● **WORK REQUIRED**: In the entries that follow, how many lines contain the word "prefixes"? Answer with the number only.

· · ·

Issue #21, opened 2026-04-09
[Feature]: Java import & dependency graph support (enterprise Java/Spring Boot codebases)


sb-giithub:
## First, a sincere thank you

I want to start by expressing genuine gratitude for SocratiCode. The hybrid semantic + BM25 search quality is outstanding — it has meaningfully improved how I navigate large codebases day to day. The work you've put into this tool is clearly thoughtful and high quality, and I deeply appreciate that it's available to the community.

## The request

I'd humbly like to request Java support for the dependency graph feature (`codebase_graph_query`, `codebase_graph_stats`, etc.).

I work on a large enterprise Java/Spring Boot monorepo (30+ Maven modules, ~29,000 Java files). The semantic search works beautifully for this codebase, but the dependency graph currently produces **0 edges** for Java files — which makes sense, since the graph parser doesn't yet handle Java `import` statements.

## Why this matters

For Java projects, the ability to trace:
- Which classes import a given interface/class
- Which services call a given method (call hierarchy)
- Module-level dependency graphs (circular dependency detection between Maven modules)

...would make SocratiCode a complete, standalone solution for Java teams. Right now, Java users get the excellent RAG search but miss out entirely on the graph intelligence that JS/TS/CSS users enjoy.

## What other languages have taught us

I noticed the graph already handles JS/TS (ESM + CommonJS), CSS `@import`, Svelte, and Vue — all resolved via file path. Java is different: imports are fully qualified class names (`import cn.sino.sso.service.UserService`), which need to be resolved against the source tree (typically `src/main/java/`).

A minimal but highly valuable implementation could be:

1. **Parse `import` statements** from `.java` files (straightforward regex or tree-sitter `java` grammar, which already exists in the tree-sitter ecosystem)
2. **Resolve FQN → file path** by mapping `cn.sino.sso.service.UserService` → `src/main/java/cn/sino/sso/service/UserService.java` within the project tree
3. **Register edges** the same way JS imports are handled today

This would give Java projects the same graph-based navigation already available to frontend projects.

## Environment

- SocratiCode: v1.3.2
- Project: ~29,000 Java files, 30+ Maven modules (Spring Boot microservices)
- Platform: Windows 11, Docker (Qdrant) + native Ollama

## Happy to help

I'd be glad to test any experimental branch, provide sample Java files for parser testing, or give feedback on intermediate implementations. I understand this may not be a small ask, and I'm truly grateful for any consideration you can give it.

[...]

PR #22, opened 2026-04-09
fix: resolve JVM imports in multi-module Maven/Gradle projects (0 edges bug)

sb-giithub:
## Problem

Any Java/Kotlin/Scala project using a **multi-module Maven or Gradle layout** produces `0` dependency edges in `codebase_graph_stats`, making `codebase_graph_query`, `codebase_graph_circular`, and `codebase_graph_visualize` useless for the majority of real-world JVM codebases.

Tested on a 30-module Spring Boot monorepo (~29,000 Java files):

```
Total dependency edges: 0   ← before this fix
```

### Root cause

`resolveImport` already had correct import parsing and FQN→path conversion for Java. The resolution failed silently because the fallback directory list was limited to three fixed prefixes:

```
src/main/java/
src/main/
src/
```

A multi-module project places sources at:

```
module-sso/module-sso-service/src/main/java/cn/sino/sso/UserService.java
```

None of the three prefixes match when resolved from the project root, so every cross-module import returned `null`.

## Fix

Introduce `buildJvmSuffixMap(fileSet)` — a one-time O(n) scan that registers every JVM file by its *class-path key* (everything after `src/main/<lang>/`):

```
"cn/sino/sso/UserService.java" → "module-sso/module-sso-service/src/main/java/cn/sino/sso/UserService.java"
```

`resolveImport` accepts the map as an optional last argument and falls back to an O(1) map lookup when the existing prefix approach fails.

`buildCodeGraph` builds the map once per graph build, only when the project contains JVM files — zero overhead for non-JVM projects.

## Changes

| File | Change |
|------|--------|
| `src/services/graph-resolution.ts` | Export `buildJvmSuffixMap`; add `jvmSuffixMap?` param to `resolveImport`; use it in Java/Kotlin/Scala case |
| `src/services/code-graph.ts` | Build suffix map once before the import analysis loop; pass to `resolveImport` |
| `tests/unit/graph-resolution.test.ts` | 7 new unit tests covering map construction, test-source exclusion, multi-module Java/Kotlin resolution, unresolvable class, stdlib guard |

## Compatibility

- Fully backwards-compatible: `jvmSuffixMap` is optional; single-module projects continue to resolve via the existing prefix approach without reaching the suffix map.
- Windows/POSIX safe: map keys are built and looked up using `path.sep`.
- No new dependencies.

## Testing

All 7 new unit tests pass. The 42 pre-existing test failures on Windows are unrelated path-separator issues in the test harness (`/` vs `\`) that existed before this PR.

---

*Relates to issue #21 — Java dependency graph support*

🤖 Co-authored with [Claude Code](https://claude.ai/claude-code)

### DIFF
--- a/src/services/code-graph.ts
+++ b/src/services/code-graph.ts
@@ -10,7 +10,7 @@ import { EXTRA_EXTENSIONS, getLanguageFromExtension, MAX_GRAPH_FILE_BYTES } from
 import type { CodeGraph, CodeGraphEdge, CodeGraphNode } from "../types.js";
 import { loadPathAliases } from "./graph-aliases.js";
 import { extractImports } from "./graph-imports.js";
-import { resolveImport } from "./graph-resolution.js";
+import { buildJvmSuffixMap, resolveImport } from "./graph-resolution.js";
 import { createIgnoreFilter, shouldIgnore } from "./ignore.js";
 import { logger } from "./logger.js";
 import { deleteGraphData, getGraphMetadata, loadGraphData, saveGraphData } from "./qdrant.js";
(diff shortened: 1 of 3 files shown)


giancarloerra:
Thanks merged!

· · ·

● **RESPONSE TO THIS TASK**: 2